Bericht vom 57. Eidgenössischen Turnfest in St. Gallen, 21.-25. Juli 1922. 35-mm-Stummfilm von Willy Leuzinger (Cinémathèque suisse, Filmsammlung Cinema Leuzinger, Signatur 64a; Konsultativkopie Memobase ID CS-19_1). […]

Der leistungsorientierte Aspekt der eidgenössischen Feste rückte seit dem Beginn des 20. Jahrhunderts in den Vordergrund. Das fragile Gleichgewicht zwischen patriotischem Kult und Wettbewerb verschob sich in der Zwischenkriegszeit endgültig zu Gunsten des Letzteren. Wettbewerb, Umzug und Festspiel begannen sich vom offiziellen Festakt zu lösen, wodurch diese Elemente zwar an Gewicht gewannen, der Anlass insgesamt jedoch seine ursprüngliche Kraft und Dynamik einbüsste. Auch die neuen Mittel der Kommunikation führten zu einer Veränderung im Charakter der Feste. Illustrierte Zeitschriften, Radio und schliesslich das Fernsehen schufen ein Kommunikationsnetz, das die Feste als Ort der Begegnung und der nationalen Selbstfindung ablöste.

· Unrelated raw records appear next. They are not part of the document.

PR #448, opened 2025-02-12
Add PREFECT_API_AUTH_STRING to init container

n0tlikethatplz:
Right now, the init container does not work with basic auth as it will be unable to authenticate.


jamiezieziula (approved):
thanks for the contribution!

PR #449, opened 2025-02-13
feat(prefect-server): add custom entrypoint and args

fatih-acar:
This can be useful if we want to start a custom image for the server that has a different entrypoint and/or args.

### DIFF
--- a/charts/prefect-server/values.schema.json
+++ b/charts/prefect-server/values.schema.json
@@ -200,6 +200,22 @@
             "type": "object"
           }
         },
+        "args": {
+          "type": "array",
+          "title": "Custom container command arguments",
+          "description": "array with arguments",
+          "items": {
+            "type": "string"
+          }
+        },
+        "command": {
+          "type": "array",
+          "title": "Custom container entrypoint",
+          "description": "array with container entrypoint",
+          "items": {
+            "type": "string"
+          }
+        },
         "revisionHistoryLimit": {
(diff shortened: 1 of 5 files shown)


mitchnielsen:
Thanks for the contribution @fatih-acar!

Two quick requests - could you please:
1. Add these new fields to the chart's `values.yaml` with comments (so they're generated into the README for documentation purposes)
2. Add unit tests for these new fields (in `server_test.yaml`) to confirm the changes work as expected

Reach out if we can clarify/help with any of that - thanks again 👍🏼

fatih-acar:
Thanks, I have added requested changes.

charts/prefect-server/values.schema.json
```diff
@@ -200,6 +200,22 @@
...
+          }
+        },
+	"command": {
+          "type": "array",
+          "title": "Custom container entrypoint",
+          "description": "array with container entrypoint",
+          "items": {
+            "type": "string"
+          }
+        },
```
mitchnielsen, line 218: I _think_ the alignment is a bit off here - the `args` and `command` keys themselves need to be indented to the right a bit.

fatih-acar: Good catch, there was a tab vs space issue... thank you.

mitchnielsen (approved):

mitchnielsen:
Thanks again @fatih-acar 🤝

PR #479, opened 2025-04-04
fix(prefect-server): update ingress.servicePort type from string to both string and integer

janaki-sasidhar:
Updates the JSON schema to correctly define the ingress.servicePort as an both string and integer type rather than only  string.

### Summary

Updates the JSON schema to correctly define the ingress.servicePort as an integer type rather than a string, aligning with its actual usage as a numeric port value.

### Requirements

### DIFF
--- a/charts/prefect-server/values.schema.json
+++ b/charts/prefect-server/values.schema.json
@@ -776,7 +776,7 @@
         "servicePort": {
           "type": ["integer", "string"],
           "title": "Service Port Name",
-          "description": "service port name"
+          "description": "service port name or number"
         },
         "className": {
           "type": "string",
--- a/charts/prefect-server/values.schema.json
+++ b/charts/prefect-server/values.schema.json
@@ -774,7 +774,7 @@
           "description": "enable ingress record generation for server"
         },
         "servicePort": {
-          "type": "string",
+          "type": "integer",
           "title": "Service Port Name",
           "description": "service port name"
         },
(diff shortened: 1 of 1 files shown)


charts/prefect-server/values.schema.json
```diff
@@ -774,7 +774,7 @@
           "description": "enable ingress record generation for server"
         },
         "servicePort": {
-          "type": "string",
+          "type": "integer",
```
mitchnielsen, line 777: I took a look at this, and we use a [Bitnami `common` chart helper](https://github.com/bitnami/charts/blob/d1ea2593fc3a34439b742ac077edec74a1b8b3a6/bitnami/common/templates/_ingress.tpl#L8-L34) to define the backend. There, you can see it has conditional logic to consider if the `servicePort` value is a string or an integer (a port name or a port number).

So we can actually allow both here (and update the description):

```json
        "servicePort": {
          "type": [
            "integer",
            "string",
          ],
          "title": "Service Port",
          "description": "service port name or number"
        },
```

charts/prefect-server/values.schema.json
```diff
@@ -774,7 +774,7 @@
           "description": "enable ingress record generation for server"
         },
         "servicePort": {
-          "type": "string",
+          "type": ["integer", "string"],
           "title": "Service Port Name",
           "description": "service port name"
```
mitchnielsen, line 779:
```suggestion
          "description": "service port name or number"
```

mitchnielsen (approved):

mitchnielsen:
Thank you @janaki-sasidhar 🤝

PR #517, opened 2025-08-12
feat(worker): allow namespace override for worker role

### LINKED ISSUE #516: Support dedicated namespaces for worker jobs?
Hello, I was wondering if it would make sense to allow a target namespace override: https://github.com/PrefectHQ/prefect-helm/blob/main/charts/prefect-worker/templates/role.yaml#L6

so potentially i can set up a separate namespace for running the jobs of a particular worker instead of having them run on the same namespace?

yushao2:
### Summary

There is a scenario where I would like my jobs to execute in a different namespace than the worker. As such I believe the role namespace could allow for overrides in order for use cases where users would like to segregate the namespaces where jobs execute and for the worker deployments

closes #516 

### Requirements

- [ ] Relevant labels are added
- [ ] `Draft` status is used until ready for review

### DIFF
--- a/charts/prefect-worker/values.yaml
+++ b/charts/prefect-worker/values.yaml
@@ -328,6 +328,7 @@ serviceAccount:
 role:
   # -- specifies whether a Role should be created
   create: true
+  # -- the namespace to deploy the role to. If not provided, deploys to the same namespace as the worker
   namespace: null
   ## List of extra role permissions
   ## e.g:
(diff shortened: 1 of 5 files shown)


charts/prefect-worker/values.yaml
```diff
@@ -328,6 +328,7 @@ serviceAccount:
 role:
   # -- specifies whether a Role should be created
   create: true
+  namespace: null
```
jamiezieziula, line 331:
```suggestion
  # -- the namespace to deploy the role to. If not provided, deploys to the same namespace as the worker
  namespace: null
```

jamiezieziula (approved):

PR #547, opened 2025-09-24
feat(exporter): more flexible configuration of env vars on deployment

yushao2:
### Summary

I have a use case to add an env var from a secret, but the current chart does not allow me to do so easily, hence I'm using the current mechanism that is available on prefect-worker charts to allow myself to do the same on the exporter charts.

I noticed that there is already an `env` variable, but it is insufficient for me to work with secrets. I left the existing logic in place to avoid a breaking change here

### Requirements

### DIFF
--- a/charts/prometheus-prefect-exporter/README.md
+++ b/charts/prometheus-prefect-exporter/README.md
@@ -95,6 +95,7 @@ basicAuth:
 | basicAuth.existingSecret | string | `""` | name of existing secret containing basic auth credentials. takes precedence over authString. must contain a key `auth-string` with the value of the auth string |
 | csrfAuth | bool | `false` | Enable CSRF authentication (Only set to true if Prefect Server has CSRF enabled) |
 | env | object | `{}` | Environment variables to configure application |
+| extraEnvVars | list | `[]` | List of advanced environment variable configs to add to exporter pods |
 | fullnameOverride | string | `""` | String to fully override common.names.fullname template |
 | image | object | `{"pullPolicy":"IfNotPresent","repository":"prefecthq/prometheus-prefect-exporter","tag":"1.1.0"}` | Image registry |
 | imagePullSecrets | list | `[]` | Global Docker registry secret names as an array |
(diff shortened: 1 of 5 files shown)


mitchnielsen:
Thanks for the contribution here @yushao2 🤝 

This makes sense to me - we need a way to expose environment variables with one of the other mechanisms.

My only suggestion is that we try to follow the pattern we use in the `prefect-server` and `prefect-worker` charts. For example, [here](https://github.com/PrefectHQ/prefect-helm/blob/05ae8e44ef9a574236d8b471b10e0a3b2963a332/charts/prefect-worker/templates/deployment.yaml#L290-L297) is how we configure environment variables from ConfigMaps or Secrets in the `prefect-worker` deployment.

On that note, though: honestly this pattern in those two charts of `extraEnv{type}` is pretty verbose. Your method has the benefit of allowing end users to specify any YAML they like, with the tradeoff of providing less guidance. If we stuck with your method, we'd want to make sure there was an example in the docs and/or in the values file.

Let me know what you think. Thanks!

yushao2:
> Thanks for the contribution here @yushao2 🤝
> 
> This makes sense to me - we need a way to expose environment variables with one of the other mechanisms.
> 
> My only suggestion is that we try to follow the pattern we use in the `prefect-server` and `prefect-worker` charts. For example, [here](https://github.com/PrefectHQ/prefect-helm/blob/05ae8e44ef9a574236d8b471b10e0a3b2963a332/charts/prefect-worker/templates/deployment.yaml#L290-L297) is how we configure environment variables from ConfigMaps or Secrets in the `prefect-worker` deployment.
> 
> On that note, though: honestly this pattern in those two charts of `extraEnv{type}` is pretty verbose. Your method has the benefit of allowing end users to specify any YAML they like, with the tradeoff of providing less guidance. If we stuck with your method, we'd want to make sure there was an example in the docs and/or in the values file.
> 
> Let me know what you think. Thanks!

@mitchnielsen ,

i thought about that, but using extraEnvSecrets would require you to store the env var name as the key in the secrets, which would not fulfill the needs of this. this takes inspiration from what's available in the worker chart's deployment template actually, so it is indeed something that is supported

yushao2:
@mitchnielsen added!

mitchnielsen:
🚀

mitchnielsen (approved):

mitchnielsen (approved):

PR #570, opened 2025-11-15
fix(prefect-worker,prefect-server): omit replica in deployment spec if autoscale is enabled

youngern:
### Summary

The presence of `.spec.replica` in `Deployment` causes issues with autoscaling when HPA is configured and applied via a Deployment Controller.

Reference: https://kubernetes.io/docs/tasks/run-application/horizontal-pod-autoscale/#migrating-deployments-and-statefulsets-to-horizontal-autoscaling

> When an HPA is enabled, it is recommended that the value of spec.replicas of the Deployment and / or StatefulSet be removed from their [manifest(s)](https://kubernetes.io/docs/reference/glossary/?all=true#term-manifest). If this isn't done, any time a change to that object is applied, for example via kubectl apply -f deployment.yaml, this will instruct Kubernetes to scale the current number of Pods to the value of the spec.replicas key. This may not be desired and could be troublesome when an HPA is active, resulting in thrashing or flapping behavior

Also updates some failing `charttest` linting rules.

### Requirements


mitchnielsen:
> The linting issue seems to be a problem running `charttest` on `main` and not mine. Any advice on how to proceed here?

Good find, thank you! I'm working on a fix for this in https://github.com/PrefectHQ/prefect-helm/pull/571. Once that's merged you should be able to pull in those changes (or rebase). This should also address and remove the unrelated changes to the readme that ended up in this PR from `pre-commit`. I'll follow up with you when that's ready.

mitchnielsen (approved):
Thanks for this @youngern, great catch

PR #583, opened 2025-12-18
fix(prefect-worker): correct jobNamespace parameter description

### LINKED ISSUE #582: Worker setting jobNamespace does not set the Workpool namespace option
When setting up a worker using the most recent helm,
i can set the jobNamespace in the yaml file

```
worker:
  apiConfig: selfHostedServer

  config:
    workPool: pool1
    name: worker1
    jobNamespace: bi-prefect-dummy
```

but this setting does not set the settings of the worker (on a clean new deployment of the helm)

Image
 
.
sure, i can modify the setting by hand then.

Notably, https://github.com/PrefectHQ/prefect-helm/blob/main/charts/prefect-worker/values.yaml states:

```
    # -- the namespace where the jobs would spawn. If unset, spawns in the same namespace as the worker controller. Requires role.namespace to be set with the same value.
    jobNamespace: null
```

so either there is a bug somewhere or the comment here is misleading, as the job will spawn in the namespace `default` and fail due to missing permissions for this namespace.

Nach dem Zweiten Weltkrieg mussten sich die eidgenössischen Feste einer sich wandelnden politischen Öffentlichkeit stellen. Männerfeste als lebende Bilder der Männerdemokratie erschienen immer fragwürdiger. Der Einbezug der Frauen bei den eidgenössischen Festen erfolgte schrittweise, parallel zu deren Partizipation an den politischen Rechten (Gleichstellung, Frauenstimmrecht). Waren bei den Schützenfesten schon 1910 Frauen zu den Wettbewerben zugelassen, so blieb ihnen die volle Teilnahme an den Turn- und Sängerfesten weiterhin versagt. 1972 wurden erstmals die turnerischen Leistungen der Frauen am Schweizerischen Frauenturntag bewertet und damit der Weg zur gemeinsamen gleichberechtigten Teilnahme geebnet. Ebenso lösten seit 1982 die Gesangsfeste die Sängerfeste ab. Die damals vollzogenen Fusionen der Männer- und Frauenverbände waren die logische Folge dieser Neuorientierung (Schweizerische Chorvereinigung 1978, Eidgenössischer Turnverband 1985).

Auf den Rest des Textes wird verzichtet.